Jonathan Swift


	Our Marchants on th'Exchange doe plott
	To encrease the kingdoms wealth by trade;
	At Gresham Colledge a Learned Knott
	Unparallel'd designes have layd
	To make themselves a Corporation
	And know all things by Demonstration.
				-- Joseph Glanvill

Cousin Swift, you will never be a poet. -- Dryden

For a time, he dictated the political opinions of the English nation. -- Dr Johnson

I have long been weary of the world, and shall for the small remainder of my days be weary of life. -- Jonathan Swift

By what I have gathered from your own relation ... I can only conclude the bulk of your natives to be the most pernicious race of little odious vermin that nature ever suffered to crawl upon the surface of the earth. -- King of Brobdingnag, Gulliver's Travels

Jonathan Swift (1667-1745), writer, satirist, political pamphleteer, author of Gulliver's Travels.

Swift was born in Dublin (30 November 1667), educated at Kilkenny School and Trinity College, Dublin.

Swift served his political apprenticeship under the Whig statesman, Sir William Temple. Swift was secretary to Sir William at Moor Park, Farnham 1689-1694, 1696-1699. The intervening years Swift spent in Ireland, where he was ordained and received the small prebend of Kilroot. On the death of Sir William, Swift returned to Ireland, where he was given the prebend of St Patrick's, Dublin. It was at Moor Park that Swift met his beloved Stella to whom he dedicated his journal.

Swift's political career spanned forty years and three monarchs - Queen Anne, George I and George II. At the height of his political career, Swift was able to order Ministers around, his pen was the mightiest sword in the land and justly feared.

Swift's fall from grace can be traced to the blocking of his appointment as Bishop of Hereford, and his acceptance of St Patrick's in Dublin. Henceforth Swift was to be exiled to the backwater of Ireland. It was from Ireland that the disillusioned Swift launched Gulliver's Travels, his blistering satire on the corrupt English establishment.

Gulliver's Travels (1726) was published in great secrecy. Even the publisher did not know who the author was. It was dropped of at his house from a hackney carriage under the cover of darkness. Gulliver's Travels was an immediate success, Voltaire (1694-1778), who was at the time living in England, translated it into French and made it known across the Channel.
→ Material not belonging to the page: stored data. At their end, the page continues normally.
PR #45, opened 2020-01-21
Add utility to run compute shaders, and add tests for it 

almarklein:
* Add `compute_with_buffers()` utility function.
* Add tests for it. This'll be the first time we will be actually running wgpu on CI :)

After this makes it into a release, `python-shader` could use it to better validate the compiler.

~At this this point this is blocked by #47: the added test can't run on CI. If there is no quick solution for it, I propose~ we disable the test on CI, so that we can at least run it locally.

### DIFF
--- a/dev-requirements.txt
+++ b/dev-requirements.txt
@@ -6,5 +6,4 @@ setuptools
 wheel==0.31.1
 twine
 python-shader>=0.3.3
-numpy
 auditwheel; sys_platform == 'linux'
--- a/dev-requirements.txt
+++ b/dev-requirements.txt
@@ -5,4 +5,6 @@ requests
 setuptools
 wheel==0.31.1
 twine
+python-shader>=0.3.3
+numpy
 auditwheel; sys_platform == 'linux'
--- a/examples/compute_noop.py
+++ b/examples/compute_noop.py
@@ -1,17 +1,17 @@
 """
 Example compute shader that does ... nothing but copy a value from one
-buffer into another
+buffer into another.
 """
 
-import numpy as np
+import ctypes
+
 import wgpu
+import wgpu.backend.rs  # Select backend
+from wgpu.utils import compute_with_buffers  # Convenience function
 from python_shader import python2shader, i32, Array
 
-# Select backend
-import wgpu.backend.rs
 
-
-# %% Shader
+# %% Shader and data
 
 
 @python2shader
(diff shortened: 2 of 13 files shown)


wgpu/_compute.py
```diff
@@ -0,0 +1,152 @@
+"""
+Simple high-level utilities for doing compute on the GPU.
+
+The purpose of wgpu-py is to provide a Pythonic wrapper around wgpu-native.
+In principal, a higher-level API is not within the scope of the project.
+However, by providing a few un-opinionated utility functions, other projects
+(like python-shader) can use wgpu (e.g. in their tests) without having
+to keep track of changes in wgpu itself.
+"""
```
almarklein: This is something that needs thought. How far should we go here? I feel pretty confident about adding this function, since it is very "self contained", you give it some arrays and what you expect as output, it runs the shader, and returns the buffer contents. But should we have something similar for textures? Or support rendering something to an offscreen texture?

wgpu/_compute.py
```diff
@@ -0,0 +1,152 @@
...
+            The spec must be a tuple ``(*shape, dtype)``. A buffer is created
+            for each binding and its data is read and returned. The binding can be
+            one that is also used as an input array (in which case the GPU buffer
+            is the same).
+        shader (bytes, shader-object): Any compatible shader object representing
+            a SpirV compute shader.
+        n (int, tuple, optional): The number provided to dispatch. Can be an int
+            or a 3-tuple of ints to specify (x, y, z). If not given or None,
+            the first value of the first spec in output_arrays is used.
+    """
```
almarklein: @Korijn do you have any thoughts about how to represent these "output specs"? The idea is that we need to know the shape and dtype so that we a) know the size of the buffer, and b) can "cast" the data before returning it.

wgpu/_compute.py
```diff
@@ -0,0 +1,152 @@
...
+
+    # How can we get numpy arrays if numpy is not imported?
+    if "numpy" not in sys.modules:
+        raise RuntimeError("need numpy arrays.")
+    np = sys.modules["numpy"]
```
almarklein: This ain't pretty. Maybe it's a better idea to put utils like this in a submodule/subpackage that's not imported by default. But that depends a bit on the earlier comment about our intentions with this higher level API.

Korijn: Well, I think there's two concerns:

(1) Dependencies: if we want to make wgpu-py as broadly usable as possible, I think we should aim for being dependency free across the entire library, to avoid "gotcha" moments or even giving off the impression that we are tied to numpy and python-shader after all. So for example, instead of numpy, people could use the stdlib module `struct`, and instead of `python-shader`, people could `glsl2spirv` from the vulkan SDK. That should be the case throughout the library.

(2) Import time; Python imports are slow, and so we should try to keep importing wgpu-py fast. Probably it would be best to keep wgpu-py focused on a small core that is imported in one go, and keep other optional utilities separate, or opt-in.

wgpu/_compute.py
Korijn: I think what you've got going on now is pretty good! I just wonder if it needs to be a dict if the keys are incrementing integers? It could just be a list or tuple right?

wgpu/_compute.py
Korijn: I think that wgpu-py should be focused on a small core, we can provide some utilities in an optional "util" module or subpackage to keep import times fast, but also let's make sure we don't end up building half of visvis2 here. :)

Korijn:
For now, let's just add an option to skip the tests and merge so we can continue with development.

wgpu/_compute.py
almarklein: > but also let's make sure we don't end up building half of visvis2 here. :)

exactly

wgpu/_compute.py
almarklein: Because (I think) the numbers don't *have* to be incremental. And also to allow specifying the same index for an input and output.

Dynd has this nice feature that the dtype includes the shape, e.g. `10x10xfloat32`. That would have been nice here, but Numpy does not have such a thing, does it?

wgpu/_compute.py
almarklein: Fortunately, `python-shader` is not a dependency, you can pass in raw SPirV bytes too :)

Yeah, I think it would be better to not import this by default. I'm not sure about numpy, using struct or ctypes arrays could maybe work, but numpy is so much easier to work with. What if we did:
```py
try:
    import numpy as np
except ImportError:
    raise ImportError("wgpu does not need numpy, but this utility submodule does.")
```

Korijn: Well yes, numpy is convenient, but it's also a big dependency in terms of size on disk. Some people prefer to stick to things like struct to be able to ship lightweight software.

wgpu/_compute.py
Korijn: No, there is a project going on to add that to the numpy typeshed but I don't believe they ever got that to work... I don't think it's a huge deal though.

Korijn: Here it is:  https://github.com/numpy/numpy-stubs

almarklein:
Ready for final checkup. Changes since last review:
* The new module was moved to `utils` subpackage.
* We already had a utils module, so I renamed that to `_coreutils`.
* No more numpy, but ctypes arrays. An extra nice thing about this is that `output_arrays` must now be specified with just a ctypes array type, which includes the length :)
* A wrapper that works with numpy arrays is easily made, because numpy operates well with ctypes. (but that wrapper is not in our scope).
* The tests are skipped if wgpu cannot get a device (this is checked once in a test run).

examples/compute_noop.py
```diff
@@ -78,6 +100,10 @@ def compute_shader(input, buffer):
...
-data = buffer2.mapRead()
-# data = await buffer2.mapReadAsync()
-print(np.frombuffer(data, np.int32))
+# Read result
+result = buffer2.mapRead()
+result = IntArrayType.from_buffer(result)  # cast
+print(result[:])
+
+# With Numpy this would be:
+# print(np.frombuffer(buffer2.mapRead(), np.int32))
```
Korijn: Can you add such a comment for the short version too?

Korijn:
I'm not too familiar with ctypes but it looks good!

dev-requirements.txt
```diff
@@ -5,4 +5,6 @@ requests
 setuptools
 wheel==0.31.1
 twine
+python-shader>=0.3.3
+numpy
```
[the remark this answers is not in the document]
almarklein: No. I also removed numpy from this list; we don't use it in the tests at this point.

examples/compute_noop.py
almarklein: done

PR #48, opened 2020-01-21
Get rid of asyncio from the examples. Add one asyncio+glfw example.

### LINKED ISSUE #21: Don't force users to set up an event loop
I was just thinking about this; can wgpu be decoupled from asyncio, allowing users to stick to the native event loops of the various GUI toolkits, if they so desire?

It seems like it would have a few advantages; 
* Examples would have less boilerplate and there would be less concepts newcomers need to deal with in order to get started.
* It might also make it more feasible for existing GUI software projects to start using WGPU since they may already have complicated event loop configurations going on.

Taking Qt as an example, we can have three examples where one just uses the Qt event loop, one uses the naive integration (which we have currently) and another one that shows more advanced event loop integration.

Thoughts?

almarklein:
Closes #21. Makes @Korijn 😄.

### DIFF
--- a/README.md
+++ b/README.md
@@ -74,8 +74,25 @@ import wgpu.backend.rs
 
 ## GUI integration
 
-To render to the screen you can use any of the following GUI toolkits:
-`Tk` (included with Python), `glfw`, `PySide2`, `PyQt5`, `PySide`, `PyQt4`.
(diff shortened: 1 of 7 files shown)


Korijn:
Awesome! I think this will surely help in adoption.

We can tout this in the README.md as well, "opt-in async interface"

PR #49, opened 2020-01-22
Release only for builds that were initiated by a tag

### LINKED ISSUE #42: Fix triple quote issue on azure pipelines
It's unclear why but there are additional quotes at the end of the TAG variable... sometimes? It's causing the condition to fail even when it should succeed. :/

```
Evaluating: and(succeeded(), eq(variables['Build.SourceBranchName'], variables['TAG']))
Expanded: and(True, eq('merge', 'v0.1.2-2-g166d188'''))
                                                  ^^
```

Korijn:
Closes #42


azure-pipelines.yml
```diff
@@ -170,30 +170,35 @@ jobs:
...
-      versionSpec: '3.6'
   - task: Bash@3
-    displayName: Check git tag
+    displayName: git tag == git branch
     inputs:
       targetType: inline
       script: |
-        set -x
-        TAG=$(git describe --tags)
-        echo "##vso[task.setvariable variable=TAG]$TAG"
```
Korijn: in hindsight, maybe it was the trailing double quote here, I dunno. it's no longer an issue anymore :)

PR #51, opened 2020-01-27
docker builds for linux32

Korijn:


Korijn:
:tada:

Screenshot from 2020-01-27 09-47-03

almarklein:
So this basically replicates the build job for Docker images, currently only running 32bit Linux on it?

The platform suffixes look so inconsistent ... Is it the wheel format that says that it's `win32` vs `amd_64` for Windows and `i686` vs `x86_64` for Linux?

Korijn:
> So this basically replicates the build job for Docker images, currently only running 32bit Linux on it?

That's right.

> The platform suffixes look so inconsistent ... Is it the wheel format that says that it's `win32` vs `amd_64` for Windows and `i686` vs `x86_64` for Linux?

Yeah, that's what PyPA has established to be valid wheel platform tags.
Docker references 32-bit architectures with i386.

PR #56, opened 2020-02-11
Ensure correct lifetime of sub-structs that are referenced as pointers

### LINKED ISSUE #52: Triangle example: white window that closes after 1 second (Windows 10)
Running the triangle example with GLFW on Windows 10 (up to date, i.e. running the last Fall update) gives me a white window that exits shortly afterwards.
Using the tkinter canvas exits immediately without even showing a window.
I'm running a Surface Book 2 which has an integrated Intel GPU as well as a dedicated Nvidia GeForce 1050. My graphics drivers are up to date, both Intel and Nvidia. I can compile and run OpenGL and Vulkan applications just fine, so hardware support should not be the issue. A rough guess would be that wgpu-py fails to select the adapter because two are available, but I can't say for sure as I don't know the internals of wgpu.

almarklein:
fixes #52

### DIFF
--- a/wgpu/backend/rs.py
+++ b/wgpu/backend/rs.py
@@ -30,6 +30,7 @@ Developer notes and tips:
 import os
 import sys
 import ctypes
+from weakref import WeakKeyDictionary
 
 from cffi import FFI, __version_info__ as cffi_version_info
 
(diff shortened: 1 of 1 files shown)


almarklein:
* I added a call to `gc.collect()` right before the wgpu api call.
* Comment the added line to `new_struct()`
* Run test script 5x: fails each time
* Uncomment the added line
* Run test script 5x: success each time

Korijn:
LGTM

Gulliver's Travels was Swift's savage attack on those who had abandoned him. It was not only the corrupt politicians who were attacked, he did not spare philosophers, teachers and entrepreneurs who promoted scams (the South Sea Bubble had burst a few years before the publication of Gulliver's Travels). In the intervening two centuries there has been little advancement. Tony Blair and Bill Clinton are but two of the many unscrupulous politicians who could be named, the Moonies and other religious cults flourish, FreeServe, an Internet company that has little if anything of intrinsic value or merit, has recently been valued in excess of a $1 million in advance of its rumoured share flotation, corporate criminality reaps vast rewards and goes unpunished.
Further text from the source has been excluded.